Each line from the line containing "local_dir: core_build/htmldocs" through the last line of the entries is to be reproduced exactly as it stands.

·····

PR #496, opened 2020-02-13
Revert travis to skip-cleanup

cndolo:
PR #487 fixed travis warnings, but may have introduced an error in the documentation builds.
This PR tries to fix that by explicitly stating which version of travis should be used i.e., the most recent release.

Some relevant links:
[https://blog.travis-ci.com/2019-10-24-build-config-validation](https://blog.travis-ci.com/2019-10-24-build-config-validation)
[https://blog.travis-ci.com/2019-08-27-deployment-tooling-dpl-v2-preview-release](https://blog.travis-ci.com/2019-08-27-deployment-tooling-dpl-v2-preview-release)

### DIFF
--- a/.travis.yml
+++ b/.travis.yml
@@ -258,7 +258,7 @@ jobs:
         - rm -rf htmldocs/{.buildinfo,.doctrees}
       deploy:
         provider: pages
-        cleanup: false
+        skip-cleanup: true
         token: $SECRET_DEPLOY_GITHUB_PAGES
         local_dir: core_build/htmldocs
         repo: networkit/dev-docs


fabratu:
Thanks for the PR.

From your first link the build config validation can either be activated by setting the version like in the PR or set it directly in Travis settings (which is already activated). So in theory this will not help us?

Additionally from what I got, the build config validation and dplv2 are not directly related, even though both change part of the config-keys. The conflicting key from PR #487 seems to be "cleanup: false", which is only introduced in dpl v2. I would suggest either change it back to "skip-cleanup: true" until dpl v2 is released or opting in to the beta[1].

Disclaimer: I may be wrong though :)

[1] https://docs.travis-ci.com/user/deployment-v2

angriman:
I guess it is safer to roll back to `skip-cleanup`, and do the update once the dpl v2 is released.

cndolo:
I have reverted the change to `skip-cleanup=false` as it was originally.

·····

### [Reply]
         local_dir: core_build/htmldocs
         repo: networkit/dev-docs


fabratu:
Thanks for the PR.

From your first link the build config validation can either be activated by setting the version like in the PR or set it directly in Travis settings (which is already activated). So in theory this will not help us?

Additionally from what I got, the build config validation and dplv2 are not directly related, even though both change part of the config-keys. The conflicting key from PR #487 seems to be "cleanup: false", which is only introduced in dpl v2. I would suggest either change it back to "skip-cleanup: true" until dpl v2 is released or opting in to the beta[1].

Disclaimer: I may be wrong though :)

[1] https://docs.travis-ci.com/user/deployment-v2

angriman:
I guess it is safer to roll back to `skip-cleanup`, and do the update once the dpl v2 is released.

cndolo:
I have reverted the change to `skip-cleanup=false` as it was originally.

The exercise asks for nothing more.